#### About this task
Select from the records below every line that has the word "meta" in it.

+++ Exercise data

PR #2921, opened 2023-08-28
feat(lambda-tiler): create preview images for og:image BM-264

blacha:
#### Description

Adds a new endpoint `/v1/preview` which generates `og:image` previews for a specific location.

```
/v1/preview/:tileSet/:tileMatrixSet/:z/:lon/:lat
```

example:

```
/v1/preview/aerial/WebMercatorQuad/177.3998405/-39.0852555
```

#### Intention

When people share links to basemaps they are currently presented with the same image of Lyttelton, which while really nice looking is not representative of what they are actually get a link to.

This is the first step in providing an actual image of the area people are linked to, I will add a screenshot tester of this too.

#### Checklist
- [ ] Tests updated
- [ ] Docs updated
- [x] Issue linked in Title

### DIFF
--- a/packages/cogify/src/cogify/cli/cli.config.ts
+++ b/packages/cogify/src/cogify/cli/cli.config.ts
@@ -51,13 +51,18 @@ export const BasemapsCogifyConfigCommand = command({
 
     const configPath = base58.encode(Buffer.from(outputPath));
     const location = getImageryCenterZoom(im);
-    const locationHash = `#@${location.lat.toFixed(7)},${location.lon.toFixed(7)},z${location.zoom}`;
+    const lat = location.lat.toFixed(7);
+    const lon = location.lon.toFixed(7);
+    const locationHash = `#@${lat},${lon},z${location.zoom}`;
     const url = `https://basemaps.linz.govt.nz/?config=${configPath}&i=${im.name}&tileMatrix=${im.tileMatrix}&debug${locationHash}`;
+    const preview = `https://basemaps.linz.govt.nz/v1/preview/${im.name}/${im.tileMatrix}/${location.zoom}/${lon}/${lat}.webp?config=${configPath}`;
+
     logger.info(
       {
         imageryId: im.id,
         path: outputPath,
         url,
+        urlPreview: preview,
         config: configPath,
         title: im.title,
         tileMatrix: im.tileMatrix,
--- a/packages/lambda-tiler/src/routes/preview.ts
+++ b/packages/lambda-tiler/src/routes/preview.ts
@@ -13,7 +13,6 @@ export interface PreviewGet {
   Params: {
     tileSet: string;
     tileMatrix: string;
-    imageFormat: string;
     lat: string;
     lon: string;
     z: string;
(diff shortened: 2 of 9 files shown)


packages/lambda-tiler/src/routes/preview.ts
```diff
@@ -0,0 +1,157 @@
...
+  Params: {
+    tileSet: string;
+    tileMatrix: string;
+    lat: string;
+    lon: string;
+    z: string;
+  };
+}
+
+const PreviewSize = { width: 1200, height: 630 };
```
Wentao-Kuang, line 22: How do we know this is the size we need?

blacha: Google says its the size of open graph images https://www.google.com/search?q=og%3Aimage+size

We could look at letting it be a customized size in the future?

packages/cogify/src/cogify/cli/cli.config.ts
```diff
@@ -51,13 +51,18 @@ export const BasemapsCogifyConfigCommand = command({
 
     const configPath = base58.encode(Buffer.from(outputPath));
     const location = getImageryCenterZoom(im);
-    const locationHash = `#@${location.lat.toFixed(7)},${location.lon.toFixed(7)},z${location.zoom}`;
+    const lat = location.lat.toFixed(7);
+    const lon = location.lon.toFixed(7);
+    const locationHash = `#@${lat},${lon},z${location.zoom}`;
     const url = `https://basemaps.linz.govt.nz/?config=${configPath}&i=${im.name}&tileMatrix=${im.tileMatrix}&debug${locationHash}`;
+    const preview = `https://basemaps.linz.govt.nz/v1/preview/${im.name}/${im.tileMatrix}/${location.zoom}/${lon}/${lat}.webp?config=${configPath}`;
```
Wentao-Kuang, line 58: I wonder why do we want to change this as preview, don't we want a basemaps link that we can browse around?

blacha: It spits out both, but means the slack alerts can come with a image until we add the direct link support

Wentao-Kuang: I see, this is only for the logs.

blacha: Its also a additive change, so the old URL is still there.

packages/lambda-tiler/src/routes/preview.ts
```diff
@@ -0,0 +1,157 @@
...
+const OutputFormat = ImageFormat.Webp;
+
+/**
+ * Serve a preview of a imagery set
+ *
+ * /v1/preview/:tileSet/:tileMatrixSet/:z/:lon/:lat
+ *
+ * @example
+ * Raster Tile `/v1/preview/aerial/WebMercatorQuad/177.3998405/-39.0852555`
```
Wentao-Kuang, line 31: missing a zoom in here?

packages/lambda-tiler/src/routes/preview.ts
```diff
@@ -0,0 +1,157 @@
...
+
+  req.set('layersUsed', overlays.length);
+  req.set('bytes', buf.byteLength);
+  const response = new LambdaHttpResponse(200, 'ok');
+  response.header(HttpHeader.ETag, cacheKey);
+  response.header(HttpHeader.CacheControl, 'public, max-age=604800, stale-while-revalidate=86400');
+  response.buffer(buf, 'image/' + ctx.outputFormat);
+
+  const shortLocation = [ctx.location.lon.toFixed(7), ctx.location.lat.toFixed(7)].join('_');
+  const suggestedFileName = `preview_${ctx.tileSet.name}_z${ctx.z}_${shortLocation}.webp`;
```
Wentao-Kuang, line 153: `.webp` -> `.ctx.outputFormat`

PR #2922, opened 2023-08-29
feat(lambda-tiler): suggest filenames when tiles are downloaded

blacha:
#### Description

Adds a `Content-Disposition` for all xyz tile URLS to provide nicer filenames

#### Intention

When debugging tiles I often download a tile but the filename is just the `:y.png` this adds a suggested filename to all xyz raster tiles in the format `:tileSet_:z_:x_:y.:ext` to make it easier to filter through downloaded tiles.

#### Checklist
- [ ] Tests updated
- [ ] Docs updated
- [ ] Issue linked in Title

### DIFF
--- a/packages/lambda-tiler/src/routes/__tests__/xyz.test.ts
+++ b/packages/lambda-tiler/src/routes/__tests__/xyz.test.ts
@@ -74,6 +74,7 @@ o.spec('/v1/tiles', () => {
       o(res.header('content-type')).equals(`image/${fmt}`);
       o(res.header('etag')).notEquals(undefined);
       o(res.header('cache-control')).equals('public, max-age=604800, stale-while-revalidate=86400');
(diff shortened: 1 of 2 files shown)


packages/lambda-tiler/src/routes/__tests__/xyz.test.ts
```diff
@@ -110,6 +111,7 @@ o.spec('/v1/tiles', () => {
     o(res.header('content-type')).equals('image/png');
     o(res.header('etag')).notEquals(undefined);
     o(res.header('cache-control')).equals('public, max-age=604800, stale-while-revalidate=86400');
+    o(res.header('content-disposition')).equals('inline; filename="🦄 🌈_0_0_0.png"');
```
blacha, line 114: TODO: I am not sure we are allowed to just jam UTF8 characters into filenames, maybe we need to encode them first.

blacha:
UTF8 is not really supported in content-disposition, this logic needs to be updated.

PR #2925, opened 2023-08-30
feat: add og:image preview to all basemaps links BM-264

blacha:
#### Description

Opengraph allows third party websites/applications to embed useful information about your page into their page.

Currently basemaps serves a default image to all of these applications  https://basemaps.linz.govt.nz/basemaps-card.jpeg which is a nice picture of Lyttleon rather than what is actually viewed.

Adding a picture that is a preview of what the link displays is very useful with tools like slack, where often I take a screen shot of the page and then paste a link with the screenshot.

Example Links

#### Slack
image

#### LinkedIn 

image

#### Intention

Because the location of the page is stored only in a hash `#@...` this is never sent to the server so the server cannot update the `index.html`'s `og:image` location.

This change modifies the default URL from `#@...` to `/@`  which converts it from a hash to a path. The path is then sent to the server which processes it updates the latest index.html and serves it back to the client.

The current lambda function does not have direct access to the `index.html` so it has to fetch it from `s3://` if this fetch fails, the user is just redirected back to the landing page. This could be improved in the future by letting the lambda contain a `index.html` but it breaks the deployment separation of the landing/tile server.

#### Checklist
- [x] Tests updated
- [ ] Docs updated
- [x] Issue linked in Title


packages/_infra/src/edge/index.ts
```diff
@@ -101,7 +102,26 @@ export class EdgeStack extends cdk.Stack {
...
+        {
+          pathPattern: '/@*',
+          allowedMethods: cf.CloudFrontAllowedMethods.ALL,
+          forwardedValues: {
+            /** Forward all query strings but do not use them for caching */
+            queryString: true,
+            queryStringCacheKeys: [
+              'config',
+              'exclude',
+              'tileSet',
```
blacha, line 118:
```suggestion
              'tileMatrix',
```

packages/lambda-tiler/src/routes/__tests__/preview.index.test.ts
```diff
@@ -0,0 +1,95 @@
...
+  let lastLocation: string | undefined;
+  o.beforeEach(() => {
+    fsa.register('memory://', fsMem);
+    lastLocation = process.env[Env.StaticAssetLocation];
+  });
+  o.afterEach(() => {
+    if (lastLocation == null) delete process.env[Env.StaticAssetLocation];
+    else process.env[Env.StaticAssetLocation] = lastLocation;
+  });
+  //   const sandbox = sinon.createSandbox();
```
blacha, line 30:
```suggestion
```

packages/geo/src/url.ts
```diff
@@ -0,0 +1,174 @@
...
+   * TileMatrixSet identifier
+   *
+   * @example
+   * "WebMercatorQuad"
+   * "NZTM2000Quad"
+   */
+  tileMatrix: string;
+}
+
+export const LocationUrl = {
```
blacha, line 58: LocationSlug ?

packages/landing/static/index.html
```diff
@@ -7,11 +7,9 @@
     <link rel="icon" type="image/png" sizes="16x16" href="/favicon-16x16.png" />
 
     <meta property="og:site_name" content="LINZ Basemaps" />
-
-    <meta name="twitter:card" content="summary_large_image" /> 
-    <meta name="twitter:title" property="og:title" content="LINZ Basemaps" /> 
-    <meta name="twitter:image" property="og:image" content="/basemaps-card.jpeg" />
-    <meta name="twitter:description" property="og:description" content="NZ’s authoritative and open digital basemap service for LINZ and the public." /> 
+    <meta property="og:title" content="LINZ Basemaps" />
```
blacha, line 10: Question, is `twitter:card` actually needed?

ajacombs (approved):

++++++

#### Exercise result
     <meta property="og:site_name" content="LINZ Basemaps" />
-    <meta name="twitter:card" content="summary_large_image" /> 
-    <meta name="twitter:title" property="og:title" content="LINZ Basemaps" /> 
-    <meta name="twitter:image" property="og:image" content="/basemaps-card.jpeg" />
-    <meta name="twitter:description" property="og:description" content="NZ’s authoritative and open digital basemap service for LINZ and the public." /> 
+    <meta property="og:title" content="LINZ Basemaps" />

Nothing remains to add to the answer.